# WORK INSTRUCTION:
The lines wanted are those in the data below that include "commented".

# WORKING DATA:
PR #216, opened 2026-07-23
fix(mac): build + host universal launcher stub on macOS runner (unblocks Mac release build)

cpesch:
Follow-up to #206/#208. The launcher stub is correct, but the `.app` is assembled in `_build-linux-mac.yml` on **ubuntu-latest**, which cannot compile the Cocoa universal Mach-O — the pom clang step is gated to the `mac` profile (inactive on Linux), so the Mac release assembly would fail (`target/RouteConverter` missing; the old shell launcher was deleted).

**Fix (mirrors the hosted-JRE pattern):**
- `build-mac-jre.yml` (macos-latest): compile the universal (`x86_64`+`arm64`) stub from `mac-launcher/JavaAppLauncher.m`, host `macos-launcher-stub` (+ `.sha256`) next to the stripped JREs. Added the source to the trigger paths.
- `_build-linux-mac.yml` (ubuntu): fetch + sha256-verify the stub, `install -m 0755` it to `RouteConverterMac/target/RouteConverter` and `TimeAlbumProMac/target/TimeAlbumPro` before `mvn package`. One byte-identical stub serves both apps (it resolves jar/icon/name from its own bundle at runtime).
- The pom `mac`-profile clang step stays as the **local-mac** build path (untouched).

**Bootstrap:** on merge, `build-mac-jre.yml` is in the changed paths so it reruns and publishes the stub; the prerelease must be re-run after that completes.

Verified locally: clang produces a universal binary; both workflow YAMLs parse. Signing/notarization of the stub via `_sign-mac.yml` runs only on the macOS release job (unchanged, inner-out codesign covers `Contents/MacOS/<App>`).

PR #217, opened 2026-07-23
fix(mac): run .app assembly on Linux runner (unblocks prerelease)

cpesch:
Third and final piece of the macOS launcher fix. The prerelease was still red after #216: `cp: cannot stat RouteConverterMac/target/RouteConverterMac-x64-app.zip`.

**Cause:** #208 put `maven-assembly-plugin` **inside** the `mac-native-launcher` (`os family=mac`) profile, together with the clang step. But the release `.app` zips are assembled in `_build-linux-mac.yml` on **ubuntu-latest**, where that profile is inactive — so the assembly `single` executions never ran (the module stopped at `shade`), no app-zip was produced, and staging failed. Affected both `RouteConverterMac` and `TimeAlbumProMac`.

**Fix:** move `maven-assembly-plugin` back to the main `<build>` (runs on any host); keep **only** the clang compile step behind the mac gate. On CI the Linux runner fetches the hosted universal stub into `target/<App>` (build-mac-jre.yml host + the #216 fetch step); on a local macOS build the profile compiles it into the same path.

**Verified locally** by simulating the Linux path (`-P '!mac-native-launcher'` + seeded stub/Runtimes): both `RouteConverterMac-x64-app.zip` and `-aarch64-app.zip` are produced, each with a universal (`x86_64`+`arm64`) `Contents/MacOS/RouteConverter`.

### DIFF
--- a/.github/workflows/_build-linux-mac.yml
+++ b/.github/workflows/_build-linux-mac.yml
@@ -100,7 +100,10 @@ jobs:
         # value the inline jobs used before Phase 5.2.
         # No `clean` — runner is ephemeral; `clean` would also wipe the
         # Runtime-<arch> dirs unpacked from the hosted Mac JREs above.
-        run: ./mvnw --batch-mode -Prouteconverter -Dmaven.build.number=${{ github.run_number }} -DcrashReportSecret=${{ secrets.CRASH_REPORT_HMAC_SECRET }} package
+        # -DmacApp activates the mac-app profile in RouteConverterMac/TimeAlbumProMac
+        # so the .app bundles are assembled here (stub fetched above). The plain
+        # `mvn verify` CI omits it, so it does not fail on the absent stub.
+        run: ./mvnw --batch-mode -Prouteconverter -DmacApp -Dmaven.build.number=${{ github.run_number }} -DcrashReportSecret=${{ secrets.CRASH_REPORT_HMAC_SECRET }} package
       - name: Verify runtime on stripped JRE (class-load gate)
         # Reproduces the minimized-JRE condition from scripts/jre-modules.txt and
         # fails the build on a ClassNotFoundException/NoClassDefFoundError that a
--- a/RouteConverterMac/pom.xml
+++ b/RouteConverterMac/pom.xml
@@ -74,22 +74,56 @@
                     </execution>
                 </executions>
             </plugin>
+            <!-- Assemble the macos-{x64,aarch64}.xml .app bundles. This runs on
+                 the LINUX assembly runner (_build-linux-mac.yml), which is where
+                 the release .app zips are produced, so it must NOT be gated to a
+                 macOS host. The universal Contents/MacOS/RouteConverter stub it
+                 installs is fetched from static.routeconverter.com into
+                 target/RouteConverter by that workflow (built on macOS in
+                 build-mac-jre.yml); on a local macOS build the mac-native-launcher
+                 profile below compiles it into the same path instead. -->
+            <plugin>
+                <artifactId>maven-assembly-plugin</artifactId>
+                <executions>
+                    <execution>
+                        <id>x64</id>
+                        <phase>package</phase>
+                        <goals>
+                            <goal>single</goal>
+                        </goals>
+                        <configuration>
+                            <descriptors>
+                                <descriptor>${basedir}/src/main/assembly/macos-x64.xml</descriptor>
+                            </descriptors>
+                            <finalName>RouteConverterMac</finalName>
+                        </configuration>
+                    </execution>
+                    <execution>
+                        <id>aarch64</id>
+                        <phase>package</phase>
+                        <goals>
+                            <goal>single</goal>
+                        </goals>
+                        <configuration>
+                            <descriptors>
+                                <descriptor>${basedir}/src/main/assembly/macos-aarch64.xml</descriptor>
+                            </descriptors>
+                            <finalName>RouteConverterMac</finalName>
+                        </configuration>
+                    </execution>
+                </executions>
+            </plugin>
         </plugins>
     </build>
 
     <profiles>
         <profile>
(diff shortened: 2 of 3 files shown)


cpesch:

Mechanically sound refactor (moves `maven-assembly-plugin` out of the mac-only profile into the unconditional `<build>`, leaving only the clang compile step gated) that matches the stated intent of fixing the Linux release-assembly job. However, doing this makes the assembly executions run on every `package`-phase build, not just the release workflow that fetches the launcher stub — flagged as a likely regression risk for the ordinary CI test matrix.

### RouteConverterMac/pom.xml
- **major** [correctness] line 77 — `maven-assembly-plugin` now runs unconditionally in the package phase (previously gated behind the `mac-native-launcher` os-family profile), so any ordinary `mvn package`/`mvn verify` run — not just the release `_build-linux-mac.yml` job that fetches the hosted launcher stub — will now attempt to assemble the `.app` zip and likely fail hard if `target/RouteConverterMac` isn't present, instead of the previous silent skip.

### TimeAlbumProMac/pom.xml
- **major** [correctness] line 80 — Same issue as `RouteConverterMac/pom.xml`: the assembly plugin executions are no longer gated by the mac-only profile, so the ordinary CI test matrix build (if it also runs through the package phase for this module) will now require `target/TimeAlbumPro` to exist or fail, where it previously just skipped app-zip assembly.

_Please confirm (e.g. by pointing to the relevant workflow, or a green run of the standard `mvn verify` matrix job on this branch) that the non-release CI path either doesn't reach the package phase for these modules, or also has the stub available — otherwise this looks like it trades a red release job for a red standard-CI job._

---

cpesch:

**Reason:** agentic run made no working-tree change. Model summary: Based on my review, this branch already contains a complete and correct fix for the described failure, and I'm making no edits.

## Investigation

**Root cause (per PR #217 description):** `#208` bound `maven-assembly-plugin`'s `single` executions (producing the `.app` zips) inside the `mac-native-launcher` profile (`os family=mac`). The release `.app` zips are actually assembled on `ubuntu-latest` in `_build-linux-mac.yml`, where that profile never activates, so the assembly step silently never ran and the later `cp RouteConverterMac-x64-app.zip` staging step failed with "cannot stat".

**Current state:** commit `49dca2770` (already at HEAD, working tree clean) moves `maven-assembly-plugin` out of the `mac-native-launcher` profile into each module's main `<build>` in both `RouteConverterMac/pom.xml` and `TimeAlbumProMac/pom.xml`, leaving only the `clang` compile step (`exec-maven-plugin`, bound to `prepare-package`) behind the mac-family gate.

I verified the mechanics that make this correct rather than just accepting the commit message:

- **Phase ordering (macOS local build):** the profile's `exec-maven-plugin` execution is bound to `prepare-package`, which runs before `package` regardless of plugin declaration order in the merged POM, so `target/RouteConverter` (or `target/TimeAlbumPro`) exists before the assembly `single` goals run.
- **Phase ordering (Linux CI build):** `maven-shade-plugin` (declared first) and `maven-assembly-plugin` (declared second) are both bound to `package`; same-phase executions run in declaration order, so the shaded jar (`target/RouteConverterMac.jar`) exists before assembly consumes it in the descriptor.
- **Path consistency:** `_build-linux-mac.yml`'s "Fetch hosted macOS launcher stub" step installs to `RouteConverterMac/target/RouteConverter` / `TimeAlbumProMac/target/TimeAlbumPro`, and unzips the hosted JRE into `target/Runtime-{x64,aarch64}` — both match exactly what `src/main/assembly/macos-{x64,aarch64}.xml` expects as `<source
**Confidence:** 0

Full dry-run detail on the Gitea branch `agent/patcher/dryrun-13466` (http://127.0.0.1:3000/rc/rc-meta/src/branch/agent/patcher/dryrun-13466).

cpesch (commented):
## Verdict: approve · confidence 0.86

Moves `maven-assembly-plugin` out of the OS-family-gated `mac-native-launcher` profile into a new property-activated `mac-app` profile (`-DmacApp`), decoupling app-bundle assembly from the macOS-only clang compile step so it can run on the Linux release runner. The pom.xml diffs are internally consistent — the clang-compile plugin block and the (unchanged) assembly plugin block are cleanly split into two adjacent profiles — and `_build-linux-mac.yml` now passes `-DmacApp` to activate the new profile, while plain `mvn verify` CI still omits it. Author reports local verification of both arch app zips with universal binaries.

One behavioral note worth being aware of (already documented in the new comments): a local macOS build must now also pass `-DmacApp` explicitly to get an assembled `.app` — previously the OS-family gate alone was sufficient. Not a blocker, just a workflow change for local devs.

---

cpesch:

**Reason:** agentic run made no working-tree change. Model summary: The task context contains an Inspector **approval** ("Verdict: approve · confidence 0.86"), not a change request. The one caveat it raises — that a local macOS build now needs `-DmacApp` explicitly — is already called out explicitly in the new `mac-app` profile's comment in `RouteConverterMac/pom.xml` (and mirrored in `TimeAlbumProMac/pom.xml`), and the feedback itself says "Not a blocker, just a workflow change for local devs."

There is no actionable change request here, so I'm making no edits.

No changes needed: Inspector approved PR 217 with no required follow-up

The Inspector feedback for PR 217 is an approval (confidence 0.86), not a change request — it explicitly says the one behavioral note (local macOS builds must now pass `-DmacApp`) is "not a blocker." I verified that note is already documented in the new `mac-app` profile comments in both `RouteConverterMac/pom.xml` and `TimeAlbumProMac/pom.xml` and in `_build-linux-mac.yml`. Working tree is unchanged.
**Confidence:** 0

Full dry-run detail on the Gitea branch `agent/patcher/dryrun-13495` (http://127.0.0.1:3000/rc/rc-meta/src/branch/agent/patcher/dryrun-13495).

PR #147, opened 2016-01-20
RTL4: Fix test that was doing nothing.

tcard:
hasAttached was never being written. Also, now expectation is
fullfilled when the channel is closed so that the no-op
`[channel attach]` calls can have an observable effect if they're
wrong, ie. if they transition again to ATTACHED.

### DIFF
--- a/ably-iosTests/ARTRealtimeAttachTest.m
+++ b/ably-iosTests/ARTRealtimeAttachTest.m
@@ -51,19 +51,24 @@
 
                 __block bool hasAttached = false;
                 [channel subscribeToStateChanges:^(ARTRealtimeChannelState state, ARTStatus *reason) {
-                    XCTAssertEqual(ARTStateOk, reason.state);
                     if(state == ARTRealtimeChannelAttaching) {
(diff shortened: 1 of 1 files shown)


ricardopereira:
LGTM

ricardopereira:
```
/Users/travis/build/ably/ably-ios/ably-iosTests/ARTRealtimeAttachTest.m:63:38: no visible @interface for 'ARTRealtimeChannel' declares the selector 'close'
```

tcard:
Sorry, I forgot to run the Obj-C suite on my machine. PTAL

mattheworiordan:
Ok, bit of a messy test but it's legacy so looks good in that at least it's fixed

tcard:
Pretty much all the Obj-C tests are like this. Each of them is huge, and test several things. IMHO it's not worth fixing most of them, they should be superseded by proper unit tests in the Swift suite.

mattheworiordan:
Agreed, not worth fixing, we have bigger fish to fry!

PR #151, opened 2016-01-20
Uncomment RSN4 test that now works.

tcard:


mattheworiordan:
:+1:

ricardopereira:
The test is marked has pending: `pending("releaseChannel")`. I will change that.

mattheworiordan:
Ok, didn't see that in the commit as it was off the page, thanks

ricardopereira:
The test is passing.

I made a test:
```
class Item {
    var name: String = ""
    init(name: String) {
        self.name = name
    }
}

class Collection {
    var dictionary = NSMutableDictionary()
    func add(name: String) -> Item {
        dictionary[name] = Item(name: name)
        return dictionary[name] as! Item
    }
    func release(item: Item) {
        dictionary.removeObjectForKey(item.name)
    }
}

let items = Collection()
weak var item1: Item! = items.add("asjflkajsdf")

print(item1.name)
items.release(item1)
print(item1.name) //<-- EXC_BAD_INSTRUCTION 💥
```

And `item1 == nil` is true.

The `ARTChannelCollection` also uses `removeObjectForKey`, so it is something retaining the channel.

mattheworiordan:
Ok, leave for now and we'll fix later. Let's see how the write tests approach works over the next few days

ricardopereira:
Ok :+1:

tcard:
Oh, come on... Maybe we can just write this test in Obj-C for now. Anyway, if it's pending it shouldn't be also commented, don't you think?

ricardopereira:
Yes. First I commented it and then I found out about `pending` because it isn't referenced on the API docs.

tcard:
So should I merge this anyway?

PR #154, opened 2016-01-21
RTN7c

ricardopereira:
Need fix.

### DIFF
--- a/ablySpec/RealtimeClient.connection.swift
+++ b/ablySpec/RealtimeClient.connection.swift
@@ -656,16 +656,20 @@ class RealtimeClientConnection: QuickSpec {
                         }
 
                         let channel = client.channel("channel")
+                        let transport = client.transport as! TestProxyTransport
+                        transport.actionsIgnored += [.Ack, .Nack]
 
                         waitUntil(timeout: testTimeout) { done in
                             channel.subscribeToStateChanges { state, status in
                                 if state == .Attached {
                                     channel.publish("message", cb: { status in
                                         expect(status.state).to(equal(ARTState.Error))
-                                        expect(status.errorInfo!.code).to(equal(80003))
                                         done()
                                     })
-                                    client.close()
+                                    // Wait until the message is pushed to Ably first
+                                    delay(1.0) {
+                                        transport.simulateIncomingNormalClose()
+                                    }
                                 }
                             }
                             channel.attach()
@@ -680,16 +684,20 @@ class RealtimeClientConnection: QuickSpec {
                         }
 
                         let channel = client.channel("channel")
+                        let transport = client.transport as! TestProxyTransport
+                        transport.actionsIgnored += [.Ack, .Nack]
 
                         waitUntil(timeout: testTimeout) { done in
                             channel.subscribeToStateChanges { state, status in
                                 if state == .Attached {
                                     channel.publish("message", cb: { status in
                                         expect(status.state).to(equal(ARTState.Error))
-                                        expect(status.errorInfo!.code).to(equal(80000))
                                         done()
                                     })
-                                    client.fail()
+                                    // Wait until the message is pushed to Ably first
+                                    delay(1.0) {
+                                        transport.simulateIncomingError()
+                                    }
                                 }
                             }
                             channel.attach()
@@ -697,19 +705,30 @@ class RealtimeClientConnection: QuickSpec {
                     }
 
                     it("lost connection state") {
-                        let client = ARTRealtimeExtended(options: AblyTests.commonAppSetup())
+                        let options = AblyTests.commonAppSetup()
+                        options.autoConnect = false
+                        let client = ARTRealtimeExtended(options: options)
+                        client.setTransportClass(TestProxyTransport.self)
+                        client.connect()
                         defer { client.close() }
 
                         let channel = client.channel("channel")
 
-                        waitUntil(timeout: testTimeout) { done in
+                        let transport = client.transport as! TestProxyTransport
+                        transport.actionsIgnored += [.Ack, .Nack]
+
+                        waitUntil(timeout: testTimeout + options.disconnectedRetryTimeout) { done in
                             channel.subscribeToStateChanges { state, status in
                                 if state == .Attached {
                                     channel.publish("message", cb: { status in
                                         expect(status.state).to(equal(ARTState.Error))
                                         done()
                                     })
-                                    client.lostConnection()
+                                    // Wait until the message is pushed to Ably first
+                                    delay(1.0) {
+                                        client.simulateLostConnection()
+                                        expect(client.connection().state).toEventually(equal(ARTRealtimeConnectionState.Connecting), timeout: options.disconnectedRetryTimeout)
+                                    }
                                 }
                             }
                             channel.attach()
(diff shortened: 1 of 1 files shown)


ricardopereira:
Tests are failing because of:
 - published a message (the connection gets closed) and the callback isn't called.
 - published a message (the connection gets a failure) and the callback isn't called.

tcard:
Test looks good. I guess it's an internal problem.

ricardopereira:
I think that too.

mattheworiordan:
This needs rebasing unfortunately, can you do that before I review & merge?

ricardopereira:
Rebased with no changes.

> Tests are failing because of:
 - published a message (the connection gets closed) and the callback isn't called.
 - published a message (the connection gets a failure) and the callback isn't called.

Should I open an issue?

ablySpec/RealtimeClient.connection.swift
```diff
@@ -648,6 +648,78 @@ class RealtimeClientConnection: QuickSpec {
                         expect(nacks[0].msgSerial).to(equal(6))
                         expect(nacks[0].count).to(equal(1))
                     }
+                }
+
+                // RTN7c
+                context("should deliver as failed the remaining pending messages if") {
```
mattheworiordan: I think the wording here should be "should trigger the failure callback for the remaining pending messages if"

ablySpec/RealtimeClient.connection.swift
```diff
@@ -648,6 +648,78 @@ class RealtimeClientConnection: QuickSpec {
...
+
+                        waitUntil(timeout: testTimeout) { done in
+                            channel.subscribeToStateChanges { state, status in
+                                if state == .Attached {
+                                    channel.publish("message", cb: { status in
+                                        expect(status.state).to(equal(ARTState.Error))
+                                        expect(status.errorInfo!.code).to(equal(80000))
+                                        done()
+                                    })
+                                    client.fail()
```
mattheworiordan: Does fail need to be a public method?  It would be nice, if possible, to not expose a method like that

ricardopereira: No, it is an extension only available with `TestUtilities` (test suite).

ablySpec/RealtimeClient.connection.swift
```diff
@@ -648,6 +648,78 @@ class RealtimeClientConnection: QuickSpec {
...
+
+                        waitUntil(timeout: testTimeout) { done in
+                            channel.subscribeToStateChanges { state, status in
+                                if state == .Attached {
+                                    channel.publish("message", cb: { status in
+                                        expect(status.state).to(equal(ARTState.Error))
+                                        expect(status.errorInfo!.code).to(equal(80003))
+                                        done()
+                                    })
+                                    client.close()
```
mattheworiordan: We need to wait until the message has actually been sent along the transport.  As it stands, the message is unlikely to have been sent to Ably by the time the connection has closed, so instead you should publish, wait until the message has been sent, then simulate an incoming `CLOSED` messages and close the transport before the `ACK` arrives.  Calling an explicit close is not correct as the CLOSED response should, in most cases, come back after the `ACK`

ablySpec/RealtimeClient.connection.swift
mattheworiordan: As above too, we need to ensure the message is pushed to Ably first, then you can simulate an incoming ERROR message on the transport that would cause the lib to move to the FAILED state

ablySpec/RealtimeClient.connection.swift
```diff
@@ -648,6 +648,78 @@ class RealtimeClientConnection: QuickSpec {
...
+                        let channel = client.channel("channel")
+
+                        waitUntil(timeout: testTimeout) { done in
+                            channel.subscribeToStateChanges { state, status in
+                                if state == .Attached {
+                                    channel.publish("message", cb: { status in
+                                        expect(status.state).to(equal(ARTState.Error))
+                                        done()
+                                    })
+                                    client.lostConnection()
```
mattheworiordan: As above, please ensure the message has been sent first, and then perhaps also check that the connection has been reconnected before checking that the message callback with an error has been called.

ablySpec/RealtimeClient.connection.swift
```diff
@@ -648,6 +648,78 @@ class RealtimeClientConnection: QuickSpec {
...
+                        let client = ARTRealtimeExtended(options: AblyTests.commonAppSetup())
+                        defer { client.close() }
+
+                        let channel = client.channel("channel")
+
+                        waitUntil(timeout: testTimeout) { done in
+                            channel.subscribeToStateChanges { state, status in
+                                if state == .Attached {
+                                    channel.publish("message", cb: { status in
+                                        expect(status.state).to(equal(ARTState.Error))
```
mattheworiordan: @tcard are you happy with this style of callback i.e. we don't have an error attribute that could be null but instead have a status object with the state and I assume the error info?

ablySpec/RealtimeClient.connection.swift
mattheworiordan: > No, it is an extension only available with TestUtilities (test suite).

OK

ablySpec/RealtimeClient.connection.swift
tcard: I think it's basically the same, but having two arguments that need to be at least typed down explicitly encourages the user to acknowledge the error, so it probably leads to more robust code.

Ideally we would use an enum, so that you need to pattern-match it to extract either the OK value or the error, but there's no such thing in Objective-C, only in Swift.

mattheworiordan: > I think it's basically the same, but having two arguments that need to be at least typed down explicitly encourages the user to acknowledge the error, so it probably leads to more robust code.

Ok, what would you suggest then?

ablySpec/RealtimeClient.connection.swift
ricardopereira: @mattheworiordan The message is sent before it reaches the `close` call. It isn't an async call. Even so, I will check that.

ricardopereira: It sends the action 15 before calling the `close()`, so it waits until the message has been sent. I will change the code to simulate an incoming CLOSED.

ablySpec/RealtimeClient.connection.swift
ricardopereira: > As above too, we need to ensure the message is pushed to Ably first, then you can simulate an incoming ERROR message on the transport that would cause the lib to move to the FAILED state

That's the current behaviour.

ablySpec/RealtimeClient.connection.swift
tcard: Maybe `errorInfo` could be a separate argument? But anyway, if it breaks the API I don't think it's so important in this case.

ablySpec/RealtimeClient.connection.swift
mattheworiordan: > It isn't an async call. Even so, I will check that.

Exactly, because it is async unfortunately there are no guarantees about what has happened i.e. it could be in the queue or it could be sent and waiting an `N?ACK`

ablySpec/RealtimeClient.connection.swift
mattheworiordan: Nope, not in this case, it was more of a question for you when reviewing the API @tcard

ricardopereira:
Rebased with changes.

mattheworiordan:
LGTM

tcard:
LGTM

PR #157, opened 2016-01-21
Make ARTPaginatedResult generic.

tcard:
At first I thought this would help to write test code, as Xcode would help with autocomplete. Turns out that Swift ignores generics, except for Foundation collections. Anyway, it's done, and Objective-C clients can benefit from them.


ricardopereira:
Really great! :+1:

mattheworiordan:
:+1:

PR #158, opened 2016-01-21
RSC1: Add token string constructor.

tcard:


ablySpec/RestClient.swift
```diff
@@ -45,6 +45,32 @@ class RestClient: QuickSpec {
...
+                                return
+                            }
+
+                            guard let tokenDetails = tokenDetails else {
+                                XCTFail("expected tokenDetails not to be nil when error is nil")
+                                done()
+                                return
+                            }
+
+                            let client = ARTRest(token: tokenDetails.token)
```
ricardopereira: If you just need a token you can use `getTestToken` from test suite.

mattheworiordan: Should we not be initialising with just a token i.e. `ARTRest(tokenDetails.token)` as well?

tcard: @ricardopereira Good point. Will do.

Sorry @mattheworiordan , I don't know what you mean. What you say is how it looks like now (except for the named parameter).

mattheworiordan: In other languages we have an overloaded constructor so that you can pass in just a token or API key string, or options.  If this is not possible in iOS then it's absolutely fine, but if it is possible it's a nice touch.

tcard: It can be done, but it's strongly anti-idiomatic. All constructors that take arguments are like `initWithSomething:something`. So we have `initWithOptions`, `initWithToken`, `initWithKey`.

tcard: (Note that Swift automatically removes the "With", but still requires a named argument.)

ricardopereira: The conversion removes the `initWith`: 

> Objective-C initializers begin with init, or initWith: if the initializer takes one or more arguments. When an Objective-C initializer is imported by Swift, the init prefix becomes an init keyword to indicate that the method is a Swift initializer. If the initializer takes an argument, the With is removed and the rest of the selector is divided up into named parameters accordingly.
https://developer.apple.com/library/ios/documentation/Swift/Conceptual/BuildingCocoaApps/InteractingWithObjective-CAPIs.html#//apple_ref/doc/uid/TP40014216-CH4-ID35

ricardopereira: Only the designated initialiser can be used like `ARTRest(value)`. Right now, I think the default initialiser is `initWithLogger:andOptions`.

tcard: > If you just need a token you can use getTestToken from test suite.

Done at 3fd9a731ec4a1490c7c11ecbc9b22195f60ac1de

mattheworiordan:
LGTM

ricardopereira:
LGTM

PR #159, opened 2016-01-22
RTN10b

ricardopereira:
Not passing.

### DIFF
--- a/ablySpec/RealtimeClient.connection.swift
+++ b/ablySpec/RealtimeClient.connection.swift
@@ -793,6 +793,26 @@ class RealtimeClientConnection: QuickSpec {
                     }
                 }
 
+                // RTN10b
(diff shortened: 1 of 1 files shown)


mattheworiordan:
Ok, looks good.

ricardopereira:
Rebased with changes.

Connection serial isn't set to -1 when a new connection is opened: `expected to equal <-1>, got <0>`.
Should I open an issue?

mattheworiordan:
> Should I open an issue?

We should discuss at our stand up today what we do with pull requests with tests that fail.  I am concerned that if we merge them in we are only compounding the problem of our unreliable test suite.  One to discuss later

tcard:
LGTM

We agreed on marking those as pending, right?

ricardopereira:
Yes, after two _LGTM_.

# ANSWER TO THIS EXERCISE:
cpesch (commented):
Oh, come on... Maybe we can just write this test in Obj-C for now. Anyway, if it's pending it shouldn't be also commented, don't you think?
Yes. First I commented it and then I found out about `pending` because it isn't referenced on the API docs.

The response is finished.